La situación de los consumidores ante la reestructuración bancaria y los problemas en el ámbito financiero

GALICIA

ADICAE debate en profundidad los problemas de los consumidores ante la crisis

Una tarde de apoyo a la defensa legal, colectiva y organizada del consumidor gallego, amenazado por los efectos que está trayendo consigo, y traerá consigo, la reforma bancaria que está convirtiendo en bancos sin vocación social a las entidades tradicionales de todo el país. ADICAE Galicia celebró en Vigo una jornada de debate y reflexión en la que se puso sobre la mesa la necesidad de más acción, y más cultura social y financiera, para evitar los abusos y dotar al país de una economía y un mercado financiero sostenibles y de calidad.

La Casa Galega da Cultura de Vigo fue el escenario que eligió ADICAE para debatir acerca de la reestructuración bancaria y su afección a los consumidores gallegos, una jornada que incluyó a técnicos de ADICAE, representantes de PSOE y BNG y al subdirector General de Supervisión de Cajas de ahorro y entidades financieras de la Xunta. También intervinieron el catedrático de la universidad de Vigo Xosé Carlos Arias, y el jurista Juan Blanco, integrante del colectivo Avogados Novos de Vigo, en un extenso debate sobre la actualidad financiera con un diálogo directo sobre los problemas bancarios.

Iria Aguete, coordinadora en Galicia de ADICAE,cerró la jornada con las conclusiones obtenidas recordando la importancia del activismo como motor de la consecución del fin social. “La acción colectiva social y jurídica es la herramienta fundamental de defensa del consumidor y el ciudadano”, algo que fue ratificado por los expertos que participaron en la jornada. Los conceptos debatidos en las diferentes mesas versaron en torno a las consecuencias de la reestructuración del sistema bancario; se expuso también la aplicación real del código de buenas prácticas y se comentaron las últimas medidas antidesahucios aprobadas por el gobierno; “haciendo hincapié en la ineficacia de la simple paralización de los lanzamientos y en la importancia de la propuesta de moratoria de ADICAE”, específicamente dirigida a mantener la propiedad del inmueble y reconducir la situación de sobreendeudamiento familiar.

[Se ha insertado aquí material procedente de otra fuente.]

PR #1174, opened 2019-10-22
Fix skin and scroll speed scale

### LINKED ISSUE #1136: Add HealthBarScale
Similar to OtherThingsScale.

### LINKED ISSUE #1165: [redesign] Overall scaling is off, especially in gameplay
Not sure if it should be described as a new thing or a bug, but everything is smaller in comparison with current Quaver. Not that I have anything aginst that itself, I quite enjoy it actually. The only problem is that it messess with the gameplay/skin settings when using the same skin as in old Quaver. Especially the column widths.

YaLTeR:
Requires https://github.com/Quaver/Quaver.Resources/pull/10

Notably absent: all constant sizes and offsets, although it's not a big deal at all, and most will probably be changed anyway with the gameplay screen redesign. Fixes #1165, fixes #1136 

I don't particularly like scaling integers by 1.4. Maybe all these properties should become floats? Would make more sense since all of them are used as floats in the end.


Quaver.Shared/Skinning/SkinKeys.cs
```diff
@@ -299,9 +299,64 @@ internal SkinKeys(SkinStore store, GameMode mode)
...
+        /// </summary>
+        /// <param name="value"></param>
+        /// <returns></returns>
+        private static int Scale(int value) => value * 1920 / 1366;
+        private static byte Scale(byte value) => (byte) (value * 1920 / 1366);
+
+        /// <summary>
+        ///     Scale all necessary skin keys to match the UI redesign coordinate system.
+        /// </summary>
+        private void FixScale()
```
Swan: Already talked about this, but this manual scaling can/should be solved by using attributes & reflection.

Here's an example:

`ScalableSkinValue.cs`
```cs
public class ScalableSkinValue : System.Attribute
{
}
```

`SkinKeys.cs`

```cs
[ScalableSkinValue]
public int ColumnSize { get; private set; }

[ScalableSkinValue]
public int ReceptorPosOffsetY { get; private set; }
```

Then after loading both default and user config, you can use reflection to set the scaled values:

```cs
public SkinKeys(SkinStore store, GameMode mode)
{
    Store = store;
    Mode = mode;

    ReadConfig(true);
    ReadConfig(false);
    LoadTextures();

    var props = GetType().GetProperties()
                .Where(prop => Attribute.IsDefined(prop, typeof(ScalableSkinValue))).ToList();

    const int scale = 1920 / 1366;

    foreach (var prop in props)
    {
        var value = prop.GetValue(this);
        
        switch (value)
        {
            case int val:
                prop.SetValue(this, val * scale);
                break;
            case float val:
                prop.SetValue(this, val * scale);
                break;
            case byte val:
                prop.SetValue(this, val * scale);
                break;
        }
    }
}
```

Quaver.Shared/Screens/Gameplay/Rulesets/Keys/HitObjects/HitObjectManagerKeys.cs
```diff
@@ -38,7 +38,7 @@ public static float ScrollSpeed
             get
             {
                 var speed = MapManager.Selected.Value.Qua.Mode == GameMode.Keys4 ? ConfigManager.ScrollSpeed4K : ConfigManager.ScrollSpeed7K;
-                return speed.Value / (20f * AudioEngine.Track.Rate);
+                return speed.Value / (20f * AudioEngine.Track.Rate) * 1920 / 1366;
```
Swan: Would be good to have the scale somewhere global

YaLTeR: Yea, where would a good place be?

Swan: The `QuaverGame` class should be fine

PR #1265, opened 2019-11-15
Fix Game Freeze via TaskHandler

staravia:
Apparently logging inside a Task of a TaskHandler froze the game since it uses a different thread to run those tasks.


staravia:
oops wrong branch

PR #1266, opened 2019-11-15
Fixed TaskHandler tasks bug

staravia:
Apparently logging inside a Task of a TaskHandler froze the game since it uses a different thread to run those tasks.


YaLTeR:
> Apparently logging inside a Task of a TaskHandler froze the game since it uses a different thread to run those tasks.

That... doesn't make much sense, actually. Since OnCompleted is ran on the same thread as the actual function, only inside an additional lock. Are you sure this part really is the issue, and not the other rearrangements you did?

Swan:
A detailed explanation of why the freezing was happening can be found at #1269. Closing this, as it doesn't fix the issue.

PR #1284, opened 2019-11-18
Playfield Tilt Config (Prototype)

staravia:
# What is this?
This new feature will allow players to play the game at a simulated perspective (similar to guitar hero and stepmania hallway/distant)

If you would like to check out a video, click here

## Config
A `PlayfieldTilt4K` and `PlayfieldTilt7K` Config value was created for this feature.

## Image Plane
To render the Playfield, I've created a 2d plane in the form of a trapezoid. The plane is a simple geometry that consists of 4096 quads. Because of how UV maps work, this much detail is needed. Illustration below:

## PreDraw()
A `PreDraw` method was also created in the Playfield and Ruleset abstracts due to xna wiping the renderer everytime we change Render Targets.

### DIFF
--- a/Quaver.Shared/Config/ConfigManager.cs
+++ b/Quaver.Shared/Config/ConfigManager.cs
@@ -174,6 +174,16 @@ namespace Quaver.Shared.Config
         internal static Bindable<ScrollDirection> ScrollDirection7K { get; private set; }
 
         /// <summary>
+        ///     Determines how much tilt is applied to the 4K Playfield.
+        /// </summary>
+        internal static BindableInt PlayfieldTilt4K { get; private set; }
+
+        /// <summary>
+        ///     Determines how much tilt is applied to the 7K Playfield.
+        /// </summary>
+        internal static BindableInt PlayfieldTilt7K { get; private set; }
+
+        /// <summary>
         ///     The offset of the notes compared to the song start.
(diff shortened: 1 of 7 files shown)


YaLTeR:
> PreDraw

You're looking for `ScheduledRenderTargetDraws` or something like that. Was added recently for that exact purpose.

YaLTeR:
> CreateOrthographicOffCenter

Wasn't orthographic, like, the opposite of perspective? Could that be the reason for the texture artifacts? Disclaimer: I don't know much about all this, but the texture artifacts seem extremely weird to me.

staravia:
> 
> 
> > CreateOrthographicOffCenter
> 
> Wasn't orthographic, like, the opposite of perspective? Could that be the reason for the texture artifacts? Disclaimer: I don't know much about all this, but the texture artifacts seem extremely weird to me.

Yes that is true, but the entire game is in orthographic view. While we can create a perspective camera, everything will have to realign to the original playfield because we want to interpolate between how much it tilts and the default.

YaLTeR:
Perspective transform is a matrix transform just like anything else. You should be able to render the playfield with a perspective transformation, and then render the rest in screen-space like it's done now.

Swan:
Gonna close since there hasn't been progress on this for a while.

Issue #1546, opened 2020-02-10
A better way to set hit positions and whatnot in skins


YaLTeR:
This is a proposal for changing how the hit positions are set in skins, which should fix the current issues related to it, namely some weirdness with setting it up, and the existence of the "center lines" checkbox in the editor.

The proposal is to change whatever the current hit position variables are to these two:
1. offset on the receptor image,
1. offset on the note image,

and then the note hit position is where these two offsets align (and set the timing line offset accordingly, etc.). This will get rid of the editor checkbox (it'll be handled by design), and will also allow to naturally handle receptors with gradients on top, and notes with non-trivial shapes.

Examples:
![image](https://user-images.githubusercontent.com/1794388/74159828-777ad780-4c2d-11ea-9d5d-89c07e6d5e27.png)
![image](https://user-images.githubusercontent.com/1794388/74159946-adb85700-4c2d-11ea-889a-a9062f5775de.png)
![image](https://user-images.githubusercontent.com/1794388/74160351-4fd83f00-4c2e-11ea-966c-ed86fd90c996.png)
![image](https://user-images.githubusercontent.com/1794388/74160745-ed337300-4c2e-11ea-8acb-ada7c8795890.png)

YaLTeR:
After thinking a bit more on this, I realized the note hit offsets and receptor hit offsets are not completely independent. For example, if you want to use arrow/circle-type receptors with bars, you'll want the bar hit offsets to be centered (and the timing lines to be aligned with the centers of the bars). Think circle skins but with squares instead of circles.

So maybe we should keep the current receptor offset (which would behave as described above), and add another option for "set note hit offset to center", basically the checkbox from the editor but put in skin.ini. I'm not sure there are any notes which need something other than bottom (bars) and center (arrows, circles, etc.)?

Issue #453, opened 2019-01-02
Replay System Improvements


YaLTeR:
Potential nice features for play and choke analysis:
- [X] Pausing, slowing down, speeding up, forwards and backwards seeking in replays. Think video player controls.
- Visualizing hit windows right on the playfield.
- [X] Visualizing key presses and releases (for LNs) on the playfield. Goes along with the previous point, makes it possible to visually see where your button press was and where it needed to be.
- SV toggle.
- Having two synchronized playfields side by side, one with SVs, another without SVs. Alternatively, somehow drawing notes without SV (like border / outline / wireframe) on top of the playfield. This would actually be great as a practice mod and not just in a replay viewer.

YaLTeR:
For inspiration on visualizing the key presses: https://twitter.com/transcendtoinf/status/1221346701283184640

PR #1547, opened 2020-02-10
Hit display for replays

YaLTeR:
cc #453

The hit positions are based on the timing line positions, which means that they look perfect on bars, but on (at least the default) arrows and circles they are aligned to the bottom of the hit objects, whereas you could argue that the expected would be to the center. This should really be solved by changing the timing line base and not by hardcoding something into the hit display (see #1546 for my idea on how to do that).

### DIFF
--- a/Quaver.Shared/Screens/Gameplay/Rulesets/Keys/Playfield/Hits/Hit.cs
+++ b/Quaver.Shared/Screens/Gameplay/Rulesets/Keys/Playfield/Hits/Hit.cs
@@ -1,0 +1,206 @@
+/*
+ * This Source Code Form is subject to the terms of the Mozilla Public
+ * License, v. 2.0. If a copy of the MPL was not distributed with this
+ * file, You can obtain one at http://mozilla.org/MPL/2.0/.
+ * Copyright (c) Swan & The Quaver Team <support@quavergame.com>.
+*/
+
+using System;
+using System.Collections.Generic;
+using Microsoft.Xna.Framework;
+using Quaver.API.Enums;
+using Quaver.API.Maps.Processors.Scoring.Data;
+using Quaver.Shared.Config;
+using Quaver.Shared.Screens.Gameplay.Rulesets.Keys.HitObjects;
+using Quaver.Shared.Skinning;
+using Wobble.Graphics;
+using Wobble.Graphics.Sprites;
+
+namespace Quaver.Shared.Screens.Gameplay.Rulesets.Keys.Playfield.Hits
+{
+    public class Hit
+    {
+        /// <summary>
+        ///     The hit stat for this hit.
+        /// </summary>
+        private HitStat? HitStat { get; set; }
+
+        /// <summary>
+        /// </summary>
+        private HitObjectManagerKeys Manager { get; }
+
+        /// <summary>
+        /// </summary>
+        private IDictionary<Judgement, Color> JudgeColors { get; }
+
+        /// <summary>
+        /// </summary>
+        private ScrollDirection ScrollDirection { get; }
+
+        /// <summary>
+        ///     Position for hitting without taking hit object height into account.
+        ///     Use this to compute positions of line indicators (height = 1), such as the press and release position.
+        /// </summary>
+        private float LineHitPosition { get; }
+
+        /// <summary>
+        ///     The indicator line itself.
+        /// </summary>
+        private Sprite Indicator { get; }
+
+        /// <summary>
+        ///     Vertical line from the indicator to the perfect position.
+        /// </summary>
+        private Sprite LineToPerfect { get; }
+
+        /// <summary>
+        ///     The actual hit position.
+        /// </summary>
+        private long Position { get; set; }
+
+        /// <summary>
+        ///     Perfect position for this hit.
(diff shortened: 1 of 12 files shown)


Quaver.Shared/Screens/Gameplay/Rulesets/Keys/Playfield/Hits/Hit.cs
```diff
@@ -0,0 +1,211 @@
...
+            var playfield = (GameplayPlayfieldKeys) ruleset.Playfield;
+            ScrollDirection = playfield.ScrollDirections[lane];
+            LineHitPosition = playfield.TimingLinePositionY[lane];
+
+            var laneX = playfield.Stage.Receptors[lane].X;
+            LineToPerfect = new Sprite
+            {
+                Alignment = Alignment.TopLeft,
+                Position = new ScalableVector2(laneX + 0.5f * playfield.LaneSize, 0),
+                Size = new ScalableVector2(1, 0),
```
Swan: It's typically not a good idea to use 1px size for lines right now, since the entire line can just disappear and cause a flashing effect. Use 2 instead.

Quaver.Shared/Screens/Gameplay/Rulesets/Keys/Playfield/Hits/HitManager.cs
```diff
@@ -0,0 +1,143 @@
+using System.Collections.Generic;
+using System.Diagnostics;
+using Quaver.API.Maps.Processors.Scoring.Data;
+using Quaver.Shared.Screens.Gameplay.Rulesets.Input;
+using Quaver.Shared.Screens.Gameplay.Rulesets.Keys.HitObjects;
+
+namespace Quaver.Shared.Screens.Gameplay.Rulesets.Keys.Playfield.Hits
+{
+    public class HitManager
```
Swan: Instead of creating an entirely new manager and container for this, why not have the hits be children of the hitobjects themselves? Creating a new pool for this seems a bit redundant when the hitobjects already have that system in place and the hits act that way anyway. It should be a lot simpler this way as well.

Quaver.Shared/Screens/Gameplay/Rulesets/Keys/GameplayRulesetKeys.cs
```diff
@@ -61,6 +69,20 @@ public bool ShowHits
...
                 _showHits = value;
 
+                var manager = (HitObjectManagerKeys) HitObjectManager;
+                foreach (GameplayHitObjectKeys hitObject in manager.ActiveNoteLanes.Concat(manager.DeadNoteLanes).Concat(manager.HeldLongNoteLanes).Flatten())
+                {
+                    var tint = hitObject.Tint * (_showHits ? 1 : ShowHitsNoteAlpha);
+                    var newTint = hitObject.Tint * (_showHits ? ShowHitsNoteAlpha : 1);
+
+                    hitObject.HitObjectSprite.Tint = tint;
+                    hitObject.HitObjectSprite.FadeToColor(newTint, Easing.OutQuad, 250);
```
Swan: You'll want to call `hitObject.[part_of_object].ClearAnimations()` before adding a new one, so you only have one fade animation running at a time.

Quaver.Shared/Screens/Gameplay/Rulesets/Keys/Playfield/Hits/Hit.cs
```diff
@@ -0,0 +1,211 @@
...
+        /// </summary>
+        private long PerfectPosition { get; set; }
+
+        /// <summary>
+        ///     Computes the hit position and the perfect hit position and returns them as a tuple.
+        /// </summary>
+        /// <param name="manager"></param>
+        /// <param name="hitStat"></param>
+        /// <returns>a tuple of (Position, PerfectPosition)</returns>
+        public static (long, long) ComputePositions(HitObjectManagerKeys manager, HitStat hitStat)
```
Swan: Create a struct/class for this instead of returning two values.

Quaver.Shared/Screens/Gameplay/UI/Replays/ReplayController.cs
```diff
@@ -370,6 +375,19 @@ private void CreateSpeedSlider()
...
         }
 
+        /// <summary>
+        /// </summary>
+        private void CreateShowHitsButton()
+        {
+            ShowHits = new ReplayControllerShowHits(Screen, new ScalableVector2(264, 38))
+            {
+                Parent = this,
+                Y = -14 - SpeedSlider.Height - 14,
```
Swan: Use a const for the -14

Quaver.Shared/Screens/Gameplay/Rulesets/Keys/Playfield/Hits/HitManager.cs
YaLTeR: That's what my initial implementation was, but the main issue was that there's no good correspondence between hit objects and their hit stats, so I ended up doing a linear search over all hit stats for every hit object, twice (press and release). It was actually like 2x more code (because you need to handle both presses and releases for each hit object).

PR #1677, opened 2020-03-10
Increase editor seeking speed while track is playing

### LINKED ISSUE #1674: Editor: Fast-scrolling w/ scroll wheel when song is playing
Look at how other games do it and you'll see what I mean. It is a horrible experience when the song is playing and you want to rewind a bit or go forward a bit.

Out of habit, some people like myself will intentionally play the song in the editor and use the scroll wheel to navigate because of how other games scroll faster when the song is playing.

Swan:
Closes #1674


staravia:
Thank  you!  💃  💃  💃

Issue #519, opened 2013-12-29
samples/expert_irb.rb not scrolling properly


jasonrclark:
Running this sample crashes about not having `scroll_top=` on the `Shoes::Stack`

```
✘ [jruby] (master)*
♥♥♥♥~/source/shoes4:bin/shoes samples/expert-irb-adjusted.rb

NoMethodError: undefined method `scroll_top=' for #<Shoes::Stack:0x6a7ffd16>
            (root) at /Users/jclark/source/shoes4/samples/expert-irb-adjusted.rb:108
              call at org/jruby/RubyProc.java:271
        eval_block at /Users/jclark/source/shoes4/lib/shoes/swt/key_listener.rb:51
        eval_block at /Users/jclark/.rbenv/versions/jruby-1.7.8/lib/ruby/gems/shared/gems/after_do-0.2.2/lib/after_do.rb:89
  handle_key_event at /Users/jclark/source/shoes4/lib/shoes/swt/key_listener.rb:47
        keyPressed at /Users/jclark/source/shoes4/lib/shoes/swt/key_listener.rb:118
        keyPressed at Shoes$$Swt$$KeypressListener_1241086277.gen:13
    run_event_loop at /Users/jclark/.rbenv/versions/jruby-1.7.8/lib/ruby/gems/shared/gems/swt-0.18/lib/swt/minimal.rb:109
        event_loop at /Users/jclark/.rbenv/versions/jruby-1.7.8/lib/ruby/gems/shared/gems/swt-0.18/lib/swt/minimal.rb:92
              open at /Users/jclark/source/shoes4/lib/shoes/swt/app.rb:34
        initialize at /Users/jclark/source/shoes4/lib/shoes/app.rb:47
               app at /Users/jclark/source/shoes4/lib/shoes/app.rb:15
            (root) at /Users/jclark/source/shoes4/samples/expert-irb-adjusted.rb:64
              load at org/jruby/RubyKernel.java:1103
            (root) at /Users/jclark/source/shoes4/lib/shoes/cli.rb:1
       execute_app at /Users/jclark/source/shoes4/lib/shoes/cli.rb:73
            (root) at /Users/jclark/source/shoes4/bin/ruby-shoes:6
```

jasonrclark:
While this no longer crashes, the scrolling still isn't really working properly. The console doesn't follow when we make new lines past the end of things. Oddly, once I resize the window then I get scrolling enabled manually, but it doesn't work from where we start out.

PR #1304, opened 2016-11-26
Fix up expert-irb

jasonrclark:
Sample as existed works just about as well as the adjusted, so falling back on the original.

* Fixed problem with initial console not getting splatted
* Still has scrolling issues, further notes in #519, but good enough to run it in samples


PragTob:
Fixed up merge conflicts, should be good to go now

PR #1310, opened 2016-11-27
Implement translate and move expert-minesweeper to unadjusted version

### LINKED ISSUE #1306: Missing proper `translate`
[Per the manual](http://shoesrb.com/manual/Art.html#translate) `translate` is a method that takes `left` and `top` as parameter to move the base where drawing starts from. We've got it defined instead as a style, which isn't right.

This is a main blocker to getting the older version of `samples/expert-minesweeper.rb` back to running, and a clear compatibility miss.

Sample program:

```
Shoes.app do
  translate 100, 150
  rect 0, 0, 100, 100
end
```

Expected display:
image

Currently just get a crash on wrong number of arguments when we run on Shoes 4.

jasonrclark:
Fixes #1306 

Lot of diffs here because this applied specially to every individual art element in the library. Whew.

* Added correct `Shoes::App#translate` methods to take expected parameters
* Added `Shoes::Common::Translate` module for more easily extracting the left/top from any translation we've applied. (Also alphabetized some things along they way when including modules for these elements)
* Spiked through on each art element type to use the translation when deciding where to draw things.
* Our classes were split between a few with named `Painter` classes (like `RectPainter`) and those with an embedded `Painter` in the SWT class. I like the separate classes better, so I split them. Bummer that that's where a bunch of noise came from... in hindsight, maybe shoulda refactored that in a separate step before/after. ~~Ah well.~~
* Flipped `samples/expert-minesweeper.rb` to being the correct version and removed the adjusted version. 🎉 
* Disabled Rubocop `Style/TrailingUnderscoreVariable` and made a change so it's easier to find failed Cops in CI output.

**TODO**
* [x] Confirm about element level `translate` behavior back in Shoes 3. Suspect we're not doing the right thing quite yet. _So I was totally wrong, element level `translate` doesn't exist. I think that's handled by just setting dimensions or using `displace`, where `translate` is intended as a higher level "move all the things together" operation._
* [x] What happens with multiple `translate` calls at the app level? _Turns out we're fine. Elements capture the app styles at their point of creation like we desire, so it will get the `translate` that's in sequence of the app evaluation. Hurray!_
* [x] Tidy up on the SWT side so we don't have to put the intervening `dsl` in `obj.dsl.translate_left`. `Shoes::Swt::Common::Translate` module probably? _Yup, much cleaner_
* [x] Should we cache the translation values for faster lookup in elements? How to invalidate if so? _Did so, and handled it via standard invalidation for styles that need a little extra love and care like dimensions and visibility_
* [x] Add a purposeful sample for translation
* [x] Rebase to fix samples conflict


shoes-core/lib/shoes/common/translate.rb
```diff
@@ -0,0 +1,19 @@
+class Shoes
+  module Common
+    module Translate
+      def translate_left
+        left, = translate
```
PragTob: `left, =` is a thing? I'd appreciate it to be `left, _ =` :)

jasonrclark:
Had a quick brainwave on getting a nicer diff... will get something pushed shortly so don't despair of catching the changes.

jasonrclark:
All right, pushed up a commit that moves the extracted painters back to their original locations, then restores the split. With that, you can view https://github.com/shoes/shoes4/compare/master...c84e3d710c72761c645633d3162b87f139aca845 and see what the actual changes looked like before the move.

shoes-core/lib/shoes/common/translate.rb
jasonrclark: All right, found the cop: http://www.rubydoc.info/gems/rubocop/RuboCop/Cop/Style/TrailingUnderscoreVariable and disabled that.

shoes-core/lib/shoes/common/translate.rb
```diff
@@ -0,0 +1,19 @@
...
+        left || 0
+      end
+
+      def translate_top
+        _, top = translate
+        top || 0
+      end
```
PragTob: Seeing that translate it something that we need to use on pretty much every draw, how about setting it as some instance variables? I might pre prematurely optimizing things here but the access seems a bit weird this way and it's just set one time isn't it?

PragTob:
@jasonrclark that wouldn't have been necessary, I liked the extraction - it was maybe a bit much all in here but not that bad. Plus if we don't do opportunistic refactoring, when do we refactor at all?

I like the changes, just thing that probably the translate info should end up in some instance variable of some object, e.g. sort of looking it up/destructuring it every time for something as frequent as drawing doesn't feel quite right

PragTob:
After reading the isssue I have another question... so what does translate do? Can it be called once for the entire app and that's it? It seems it could be called multiple times resetting those translate values... but it appears only on the app level - is that right?

If so, couldn't the painters etc. just look these values up in the app and don't bother the individual elements with them? Just a thought.

jasonrclark:
You raise some really good questions. I suspect (but haven't confirmed, and won't be able to until later today) that art elements themselves probably allow you to call `translate`. If you call it at that level, it'd probably just influence that element, called at the app it sets the "default" translation. If that's the case, then the individual elements need to be involved something like they are today.

I'm very curious too, though, what happens if you call it multiple times. I'll test it out, but I suspect that elements between the translate calls should get the different values. This would be a :+1: toward your idea of caching the values locally to elements not just for performance, but for actual correct behavior!

Making further TODO notes and will carry on. As always, so great to have your help @PragTob! 🍬

PragTob:
Thanks :slightly_smiling_face: 

I'm just happy to take the time and pitch in through some reviews, least I can do. You're doing all the work really so thanks so much for that :two_hearts: 

I'm hoping I can pitch in a bit more despite PR reviews/janitor work when benchee 0.6.0 & benchee_html are cut for release and the accompanying benchmarking presentation is ready :D Will probably only be after that is over which is next weekend :) We'll see.

Anyhow, thanks a lot as always :pray:

jasonrclark:
Done with TODOs, added notes to the items with how they were addressed. Samples all look good (after a brief moment where my OS was looking funny, but wasn't Shoes' fault... 😌 )

jasonrclark:
Re-reviewed this since it had been a bit. Might give it another quick test, but if I get down to doing any Shoes this weekend, I'll probably merge then if that's 🆒 .

jasonrclark:
Rebased after other merges that changed things up a bit. Will test samples and merge on 🍏

Issue #1239, opened 2016-06-04
Mac, ignoring shoes-core-4.0.0.pre5 because its extensions are not built...


maxiedaniels:
I'm trying to get shoes4 working on my Mac, system is El Capitan. First I've tried just 'gem install shoes --pre', which is the least broken for me. When I run shoes <myfile>.rb, I get "Ignoring shoes-core-4.0.0.pre5 because its extensions are not built.  Try: gem pristine shoes-core --version 4.0.0.pre5", and then a whole lot of errors about undefined methods.. ex. 'last_line_width', "contents_alignment'... etc. The app then displays, but the alignments are completely wrong.

I've tried the gem pristine command.. no dice. Nothing changes.

I've also tried the git clone + bundler method, but that seems to be completely broken for me. I'll start with a clean setup and do that method, but when I go to run shoes, it says a bunch of gems have extensions not built (ffi, gem-wrappers, nokogiri, unf_ext) and then it says /usr/local/bin/shoes: shoes4: command not found.

Any ideas? I have rvm, with ruby-head and jruby installed and ruby-head selected. I actually had to install rvm because El Capitan has the SIP feature which screws up gems in the system folder.

PragTob:
Hi there,

shoes does not work with ruby-head. Please try Jruby, preferable JRuby 9.1+ :)

maxiedaniels:
Ah - that would explain a lot. Thank you! I assumed it was running jRuby from within Shoes and that I didn't need to select jRuby as my current Ruby.

PragTob:
is this your error: #1217 ?

If so, then installing from master or a JRuby prior to 9.0.5.0 should help (they introduced a breaking change). And I should make a new gem release :)

Cheers,
Tobi

maxiedaniels:
Yup that's the error. But I'm trying to install from the master... when I run shoes now, I get:

`Ignoring executable-hooks-1.3.2 because its extensions are not built.  Try: gem pristine executable-hooks --version 1.3.2
Ignoring gem-wrappers-1.2.7 because its extensions are not built.  Try: gem pristine gem-wrappers --version 1.2.7
Ignoring jruby-launcher-1.1.1-java because its extensions are not built.  Try: gem pristine jruby-launcher --version 1.1.1
/usr/local/lib/ruby/site_ruby/2.3.0/rubygems/dependency.rb:308:in to_specs: Could not find 'shoes-core' (>= 0) among 72 total gem(s) (Gem::MissingSpecError)
[...]

PR #1314, opened 2016-12-04
Rebase and fix from "Rubocop: Fix all Style/FileName #1239"

jasonrclark:
This supercedes #1239, which needed some rebases after my fiddling in samples.

Fixes the code that was looking for `generate-backend.rb` in gems so it looks for `generate_backend.rb` which was the better name anyway.

I got most of the way through fixing up the broken cops from the renames when I remembered `.rubocop_todo.yml` had filenames in it that just didn't line up anymore. D'oh. Since I was almost done, I've just kept the fixes.

This also patches up the `samples/README` and a few other locations referencing sample files so everything keeps happy.


jasonrclark:
Failures are from a new version of Rubocop released last week. Will re-generate todo on this branch as well then get it merged today after a little more sample testing so things can get to 💚 on master.

jasonrclark:
Found one more edit in `samples/README` to make, but otherwise the samples all look 👌  Will be merging before EOD.

PragTob:
:tada:

PR #1316, opened 2016-12-06
Use magic comments for freezing instead of `.freeze`

jasonrclark:
~~Noticed when running `rake update_versions` to test some stuff that we were dropping it which makes Rubocop ☹️ ~~

Updates version files to include the magic comment, stops with the individual freezing there.

Needed update to tell Rubocop to target Ruby 2.3 to get it happy, but totally cool as we're targeting JRuby 9.1+


PragTob:
Couldn't we instead try to have the file where this is used be one of our first with `# frozen-string-iteral: true` or whatever the magic is?

jasonrclark:
Updated description. Since moving to Ruby 2.3 also needed to regen some Rubocop TODO's as the updated version introduces more things we're not doing yet. 👮

PragTob:
:heart:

También se resaltó la vulneración del derecho a la Igualdad que supone la tasación cerrada de casos cayendo en una generalidad en perfiles tan concretos; “calificamos como maquillaje la legislación última al respecto”. Así, los expertos y los técnicos de ADICAE insistieron en la necesidad de poner en marcha oficinas de mediación en favor de los afectados por problemas hipotecarios; con asesoramiento gratuito es posible anticiparse al grave problema posterior, lo cual facilitaría además algo tan esencial como la comunicación entre banco y cliente. Los ponentes recordaron también el éxito en otros países de la implantación de un alquiler social real donde las familias paguen mensualmente por habitar pisos desocupados por una cuota simbólica.

La estafa de las preferentes

En cuanto al tema de preferentes y subordinadas algunos ponentes recordaron la “gran estafa de imponer a un ahorrador el trato de inversor y la completa desinformación del ciudadano sobre las medidas a tomar para su recuperación financiera”. También se comentó el aleatorio sistema de selección que ha seguido la vía del arbitraje y el pequeño porcentaje de afectados a quienes se ha dado solución, “haciendo hincapié en la desigualdad que se desprende de un criterio tan poco transparente que permite discriminar a ciertos afectados en favor de otros en idénticas circunstancias”, explica Iria Aguete.

Los asistentes reclamaron a los representantes políticos participantes, de BNG Henrique Viéitez, y del PSOE Carlos López Font, una reforma educativa que fijase los cimientos de una buena defensa financiera del ciudadano elevando su nivel de conocimiento de todo tipo de productos de riesgo. Asimismo, mostraron además su desconcierto ante el enorme intervencionismo del Estado en ciertos ámbitos y la falta del mismo en los realmente necesarios y, en general, se expresó entre los cerca de 50 participantes su sensación de indefensión como consumidores y la necesidad de apoyo de sus dirigentes.